Context. STEPAR is an automatic code written in Python 3.X designed to compute the stellar atmospheric parameters Teff, log g, Fe/H, and ξ of FGK-type stars by means of the equivalent width (EW) ...method. This code has already been extensively tested in different spectroscopic studies of FGK-type stars with several spectrographs and against thousands of Gaia-ESO Survey UVES U580 spectra of late-type, low-mass stars as one of its 13 pipelines. Aims. We describe the code that we tested against a library of well characterised Gaia benchmark stars. We also release the code to the community and provide the link for download. Methods. We carried out the required EW determination of Fe I and Fe II spectral lines using the automatic tool TAME. STEPAR implements a grid of MARCS model atmospheres and the MOOG radiative transfer code to compute stellar atmospheric parameters by means of a Downhill Simplex minimisation algorithm. Results.
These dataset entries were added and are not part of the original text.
Issue #3076, opened 2020-05-07
Homepage Chore Checklist


radium-v:
This issue is intended to hold chores and minor bugfixes/best practice nudges for the new homepage before we go live.

- Meta:
  - [ ] Favicon (#3388)
  - [ ] title and description
- Background:
  - [x] Background should dim further after scrolling past the hero
- Navbar:
  - [x] **Logo link is redundant - this page should not navigate to itself**
  - [x] text links should be darker at rest
  - [x] Logo text should be SVG (#3355)
  - [x] Github logo should be the accent
  - [x] non-mobile breakpoints should have same alignment style (logo on left, links in center, github link on right)(#3344)
- Section indicator:
  - [x] Items shouldn't be clickable (#3338)
- All Sections:
  - [x] **Add Activ Grotesque - Chris has CDN link and values** (#3368)
  - [x] **Reduce height of each module**
  - [x] `.section-badge` should have: (#3296)
  - [x] more letter spacing (#3296)
  - [x] black background (#3296)
  - [x] rounded corners (#3296)
  - [x] `<site-section-header>`s should constrain width at non-mobile breakpoints (#3347)
  - [x] Increase margin between paragraphs and buttons (#3296)
- Hero Section:
  - [ ] "Get Started" button has no link
  - [x] paragraph text should be larger (#3296)
- Adaptive UI Section:
  - [ ] Frame width causes other sections to overflow at middle breakpoints
  - [ ] "Explore components" button has no link
  - [ ] card bg not updating when dark mode toggled or bg color value updated
  - [ ] Hue and saturation sliders missing track styles
- Frameworks section:
  - [ ] "Learn More" button has no link
  - [x] **Add backplate to match features** (#3366)
  - [x] **Add transition to backplate** (#3366)
- Features section:
  - [x] **Drop the hand on hover as these are not clickable** (#3363)
  - [x] **Add transition to backplate** (#3366)
  - [x] **Grey text using filter should shift to opacity. Grey looks muddy.** (#3366)
  - [ ] "Read documentation"
  - [x] Each card should also use `:focus-within` to set background color for visibility when using  keyboard navigation(#3284)
  - [ ] Every anchor needs a link
- Community section:
  - [x] Each card should also use `:focus-within` to set background color for visibility when using keyboard navigation (#3284)
- Footer:
  - [x] Missing divider line (#3346)
  - [x] text links should be darker at rest (#3346)

khamudom:
responsive

[...]

PR #3105, opened 2020-05-11
feat: create content-placement component for marketing site

SamanthaAO:
# Description

this component is used to generate cards in the frameworks and community section.
Screen Shot 2020-05-11 at 10 03 21 AM
Screen Shot 2020-05-11 at 10 03 38 AM
the template consists of one default slot and 4 named slots  (icon, body, action, and compatibility). the styles define the layouts of the cards and change them based on hover

## Issue type checklist

## Process & policy checklist


sites/fast-website/src/app/components/content-card/content-card.styles.ts
```diff
@@ -0,0 +1,51 @@
...
+        display: none;
+    }
+
+    fast-card {
+        background: transparent;
+        padding: 0 calc(var(--design-unit) * 5px) calc(var(--design-unit) * 3px);
+        text-align: left;
+    }
+
+    fast-card:hover .contentCard_footer__hoverVisible {
```
EisenbergEffect, line 21: I don't recall seeing BEM anywhere else. I'm not opposed to it, but just want to make sure we're being consistent. /cc @chrisdholt

sites/fast-website/src/app/components/content-card/content-card.template.ts
```diff
@@ -0,0 +1,23 @@
+import { html, when } from "@microsoft/fast-element";
+import { ContentCard } from "./content-card";
+
+export const ContentCardTemplate = html<ContentCard>`<fast-card>
```
chrisdholt, line 4: This is really only "card-like" on hover and I think we'll have a competing "content card" potentially based on the design. Can we find another name that might work here?

SamanthaAO: would framework-and-community-content be more suitable?

SamanthaAO: So for this template FrameworkAndCommunityContentTemplate.

chrisdholt: Let's go with something like `content-block` or `content-placement` or `content-_____` to try and keep it less verbose and less focused on the sections. If we add additional sections that name would not extend to support it

sites/fast-website/src/app/components/content-card/content-card.styles.ts
radium-v: BEM was discussed in an earlier PR but I don't think it's a really high priority. It's being tracked in #3076 to be handled before launch.

eljefe223:
Seeing what others think, but to me it's more intuitive if the default slot is the largest section of text / content. It just seems easier to manage than having the slot assigned to that large bit of text.

I propose ditching the `body` slot and making that the default and then adding a title slot.

chrisdholt:
> Seeing what others think, but to me it's more intuitive if the default slot is the largest section of text / content. It just seems easier to manage than having the slot assigned to that large bit of text.
> 
> I propose ditching the `body` slot and making that the default and then adding a title slot.

I tend to think in terms of what the component or design would *require* rather than the largest amount of content. Would we ever have body without a heading given the current design? I think it's more likely that the heading would *always* be there. Things like an image, action, or body/summary text may not always be required.

eljefe223:
> > Seeing what others think, but to me it's more intuitive if the default slot is the largest section of text / content. It just seems easier to manage than having the slot assigned to that large bit of text.
> > I propose ditching the `body` slot and making that the default and then adding a title slot.
> 
> I tend to think in terms of what the component or design would _require_ rather than the largest amount of content. Would we ever have body without a heading given the current design? I think it's more likely that the heading would _always_ be there. Things like an image, action, or body/summary text may not always be required.

I'm under the impression that they are both required, could be a rule to consider if you have multiple required attributes.

sites/fast-website/src/public/index.html
```diff
@@ -65,7 +65,47 @@
         <!-- frameworks:start -->
         <section class="section">
           <div class="section-component">
-            Framework components
+            <site-content-placement divider=true >
```
nicholasrice, line 68:
```suggestion
            <site-content-placement divider>
```

For Boolean attributes you don't need to assign a value - you can just add the attribute name :)

sites/fast-website/src/app/components/content-placement/content-placement.ts
```diff
@@ -0,0 +1,5 @@
+import { FASTElement, attr } from "@microsoft/fast-element";
+
+export class ContentPlacement extends FASTElement {
+    @attr divider: boolean = false;
```
eljefe223, line 4: you'll want to do:
```
@attr({ mode: "boolean" })
public divider = true;
```
this will keep the attribute from writing to the DOM when its false

sites/fast-website/src/public/index.html
SamanthaAO: Awesome! Thank you.

sites/fast-website/src/app/components/content-placement/content-placement.ts
nicholasrice, line 4:
```suggestion
    @attr({mode: "boolean"}) divider: boolean = false;
```

You'll want to make sure this attribute *converts* to a boolean when the attribute is added. You can do that by setting the "mode" to "boolean".

SamanthaAO: Will do! Thank you.

eljefe223:
This should also be a feat not a chore

sites/fast-website/src/app/components/content-placement/content-placement.ts
SamanthaAO: Will do! Thank you.

khamudom:
Looks like you can get into a state where all cards blurred. By hover over the edge of the section.
image

SamanthaAO:
That is because currently the whole site uses a grid so on the left and right there is a section where the container is a bit larger than the cards because of how the grid is set up. If the overall layout is changed to flex then the container could be the same size as the cards instead of being the size of the column in the grid that it is defined as. I did not want to make a change to the overall layout at this time with this component, but it is definitely something that should be addressed.

PR #3106, opened 2020-05-11
fix(fast-element): html helper should handle literal and directive interpolated together

EisenbergEffect:
# Description

Adds unit tests for the `html` tagged template helper, as well as some type fixes, a bug fix in the `html` helper, and some improvements to npm tasks.

## Motivation & context

In preparation for working on the new "content binding" feature proposal, I wanted to start putting some tests around the areas that might be affected. This PR adds tests around the `html` tagged template helper only, not the full template compiler, as a first step. Here's what's included:

* 20 unit tests on the `html` tagged template helper asserting that strings and interpolated values are properly interwoven across value types and positioning.
* Fixed a bug in the `html` tagged template helper that arises when interpolating both literal and directive values together.
* Fixed some types in the compilation functions to more accurately portray expectations.
* Added API docs for the `html` tagged template helper as well as `ViewTemplate` and associated interfaces. Not all of these APIs were documented though. I intentionally left out a few which I think might go away after the "content binding" feature lands so I can prevent unnecessary work.
* Fixed the test watch tasks.
* Added a new `dev` and `tdd` task for streamlined development. Simply execute `npm run tdd` and the code builds in watch mode and the tests are run in watch mode. You can now alter code and tests and on save code will recompile and tests will rerun.

## Issue type checklist

## Process & policy checklist


packages/web-components/fast-element/src/template.ts
```diff
@@ -139,7 +169,7 @@ export class ViewTemplate<TSource = any, TParent = any> extends Directive
 }
 
 // Much thanks to LitHTML for working this out!
-export const lastAttributeNameRegex =
```
janechu, line 142: Wouldn't this be a breaking change since this is being exported from the `index.ts`?

EisenbergEffect: Good catch. Technically, yes. That was never intended to be exported though. I can't imagine anyone using that directly.

PR #1234, opened 2025-12-19
Fix: Explicitly use UTF-8 encoding for layout load/save 

### LINKED ISSUE #1221: Layout Import/Export compatibility with special characters
Heyo,

I've encountered an issue when exporting a layout with a plot that utilises unicode characters, in this case, the ° character for degrees.

PlotJuggler seems to parse these lines just fine, and lets you export a layout w/ data, but upon starting a new session and importing the layout it fails to find the same datapoints.

This is on Win64 V3.14.1

Image

Pana1v:
Fixed the issue by specifying UTF-8 The Issue did not occur on Linux, however did on Windows.

closes #1221

### DIFF
--- a/plotjuggler_app/mainwindow.cpp
+++ b/plotjuggler_app/mainwindow.cpp
@@ -1901,17 +1901,24 @@ bool MainWindow::loadLayoutFromFile(QString filename)
     return false;
   }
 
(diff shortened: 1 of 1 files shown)


Pana1v:
@facontidavide PTAL

PR #1235, opened 2025-12-20
Feature: add option to swap pan/zoom mouse actions

viktor-av:
This adds button to the side panel to optionally swap pan/zoom mouse actions. Also includes changes in cursor icon setting logic.


facontidavide:
Thanks, but no thanks.

At most, I can accept a change in the "Preference" dialog, but not a new button in the main UI

viktor-av:
ok, fair point
I have changed and rebased the branch accordingly

PR #1244, opened 2025-12-25
Fix locale-dependent decimal parsing in CSV reader

### LINKED ISSUE #1237: [BUG]: Decimal separator not detected properly
**Describe the bug**
After the refactoring of the CSV reader, PlotJuggler fails to parse decimal numbers properly. It always uses the decimal separator from the locale.

**To Reproduce**
1. Start PlotJuggler with a locale that uses comma as decimal separator, for example `LANG=de_DE.UTF-8 plotjuggler`
2. Open [test.csv](https://github.com/user-attachments/files/24327880/test.csv), that uses a period as a separator.

**Expected behavior**
Decimal numbers are parsed as decimal numbers (e.g. `20.66`), instead they are truncated to the integer part (`20`).

**System details**
Version 3.14.4

**Additional context**
Works with a matching locale, e.g. `LANG=en_US.UTF-8 plotjuggler`.

Pana1v:
Replace std::stod() with locale-independent std::from_chars() to ensure decimal numbers are parsed correctly regardless of system locale settings.

Fixes #1237


facontidavide:
doesn't compile for macos!

facontidavide:
I found a different solution using Qt provided function, that I think is better for portability.

FYI:

```
std::optional<double> toDouble(const std::string& str)
{
  // If comma is used as decimal separator (European format), replace with dot
  QString qstr = QString::fromStdString(str);
  qstr.replace(',', '.');

  // Use QLocale::c() for locale-independent parsing (always uses '.' as decimal separator)
  bool ok = false;
  double value = QLocale::c().toDouble(qstr, &ok);
  return ok ? std::optional<double>(value) : std::nullopt;
}
```


thanks a lot anyway for looking into this

Issue #1126, opened 2025-07-22
ZMQ Subscriber Configuration Lacks Option to Specify Protobuf Paths


aerobastian:
When setting up a ZMQ subscriber to receive Protobuf messages, you have options labeled "Proto File" and "Include Folders" to specify the Protobuf file or directories. However, there is no visible button or input field to add or specify the paths. See the attached image for reference.

<img width="543" height="429" alt="Image" src="https://github.com/user-attachments/assets/f1f52c16-903a-4ac3-8727-ca9bd55d8ada" />

<img width="543" height="429" alt="Image" src="https://github.com/user-attachments/assets/5d08e947-de1a-44aa-afa5-cfd9aa92f6c6" />

aerobastian:
Would really appreciate some help with this.

bpousett:
@aerobastian Try dragging the menu window down with the mouse to expand the options. This is what it should look like:

<img width="557" height="838" alt="Image" src="https://github.com/user-attachments/assets/218e7bcc-214b-433d-acd1-2ec321e794fe" />

I also was confused at first. Perhaps the menu window is too small by default.

facontidavide:
In PlotJuggler 4 the ZMQ dialog no longer embeds the (clippable) protobuf fields: you pick the parser encoding in the ZMQ dialog, and the protobuf parser has its own dialog with explicit 'Load .proto file' and 'Add include folder' buttons. Closing as resolved by the PJ4 rewrite.

---
*PlotJuggler 4 is now the official release and the default branch of this repo; PlotJuggler 3 is end-of-life and no longer receives features or fixes. If this still affects you in PJ4, please reopen or file a fresh issue — it will be looked at.*

PR #1254, opened 2026-01-05
Adjust dialog size based on protocol selection in DataStreamZMQ

sachinkum0009:
Modify the dialog's size dynamically based on the selected protocol to enhance user experience.

It targets the issue #1126

Please LMK if you have some suggestions. Thanks


facontidavide:
I can see that it is still in draft. let me know when it is ready for final review. looks good so far, but I haven't tested it

Issue #1220, opened 2025-12-06
Option to incorporate dates & times that are stored in different columns


Blabzillaweasel:
As per picture below current PlotJuggler design expects date and time in the same cell _(I imagine this is fairly standard)_.

Some logging equipment I work with stores this information in seperate columns, being able to specify date in one column and time in another column and have PlotJuggler combine the info would be neat.

Example image attached.
<img width="1178" height="711" alt="Image" src="https://github.com/user-attachments/assets/b4d8d12a-5bbb-4b58-855b-89e4ed9263fe" />

facontidavide:
PR welcome

facontidavide:
honestly, I think this is uncommon and a little TOO specific for your use case.

Can you be more specific about the equipment you use, to understand if that is really that common?

Blabzillaweasel:
That's entirely understandable. These logs specifically are from Cummins engine control modules used in various heavy diesel machines, trucks, buses etc.

MrSerafim:
I'm actually having the same problem. I use PlotJuggler to visualize CSV flight logs from RC models, and EdgeTX (almost every transmitter uses this OS) stores date and time in separate columns. So I think this feature would be great; 
A lot of RC pilots (RC planes, FPV drones, RC cars) use EdgeTX with this same format. And right now there really isn't a good tool to analyze logs from this controller, most people use Excel, so I think it would be very nice to have this in PlotJuggler.

facontidavide:
PlotJuggler 4's CSV loader supports this directly via the 'Combine Date + Time columns' option, which merges a date-only column and a time-only column (with auto-detection of adjacent pairs) into a single timestamp — exactly the EdgeTX/Cummins layout described here.

---
*PlotJuggler 4 is now the official release and the default branch of this repo; PlotJuggler 3 is end-of-life and no longer receives features or fixes. If this still affects you in PJ4, please reopen or file a fresh issue — it will be looked at.*

PR #1259, opened 2026-01-07
Add automatic detection and merging of separate date/time column (#1220)

lucabonamini:
**Summary**

Added automatic detection of CSV files with date and time stored in separate columns, with automatic combination into a single timestamp for plotting.

**Motivation**

Some data logging equipment stores date and time information in separated CSV columns:
```
Date,Time,Temperature
2026-01-01,10:30:25.000,23.5
2026-01-01,10:30:26.000,23.6
```

PlotJuggler previously required timestamps in a single column.

**Solution**

Implemented automatic detection and merging:

1. New column types: Added DATE_ONLY and TIME_ONLY to ColumnType enum
2. Detection logic: Automatically identifies date-only columns (e.g., "2026-01-01") and time-only columns (e.g., "10:30:25.000")
3. Pairing algorithm: Finds adjacent date/time column pairs
4. Virtual columns: Creates combined "Date + Time" virtual columns in the UI
5. Timestamp generation: Parses and combines separate date/time values into Unix epoch timestamps with fractional second support 

---

**Timeline slider fix**

The timeline slider was diving the time range by the number of data points instead of the number of intervals between them, causing navigation steps to display incorrect time values. This fix ensures the slider accurately represents the actual time spacing in the data.

---

**Fix tooltip display at end of time series data**

When the cursor is positioned at or beyond the last data point in a time series, the tooltip now correctly shows the final data point value instead of disappearing. This ensures consistent tooltip behavior across the entire data range, including at the boundaries.

### DIFF
--- a/plotjuggler_plugins/DataLoadCSV/dataload_csv.cpp
+++ b/plotjuggler_plugins/DataLoadCSV/dataload_csv.cpp
@@ -215,9 +215,17 @@ DataLoadCSV::DataLoadCSV()
     bool box_enabled = !checked || selected.size() == 1;
     _ui->buttonBox->button(QDialogButtonBox::Ok)->setEnabled(box_enabled);
   });
+  connect(_ui->radioButtonDateTimeColumns, &QRadioButton::toggled, this, [this](bool checked) {
+    _ui->listWidgetSeries->setEnabled(!checked && _ui->radioButtonSelect->isChecked());
+    if (checked)
+    {
+      _ui->buttonBox->button(QDialogButtonBox::Ok)->setEnabled(true);
+    }
+  });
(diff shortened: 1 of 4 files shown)


lucabonamini:
Related to #1220

facontidavide:
I wonder if we shouldn't add a radio option for this case instead of relying on magically finding the pair and adding it to the columns.

image

lucabonamini:
> I wonder if we shouldn't add a radio option for this case instead of relying on magically finding the pair and adding it to the columns.
> 
> image

Done. I've replaced the automatic list widget item with a dedicated radio button option. When adjacent date+time column pairs are detected, the radio button becomes enabled and shows which columns will be combined.

facontidavide:
since the original PR has now a lot of conflict, i am cherry picking, but I could not do this without your input. thanks a lot

image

We show the results of the benchmark star test and also discuss the limitations of the EW method, and hence the code. In addition, we find a small internal scatter for the benchmark stars of 9 ± 32 K in Teff, 0.00 ± 0.07 dex in log g, and 0.00 ± 0.03 dex in Fe/H. Finally, we advise against using STEPAR on double-lined spectroscopic binaries or spectra with R < 30 000, S/N < 20, or v sin i > 15 km s−1, and on stars later than K4 or earlier than F6.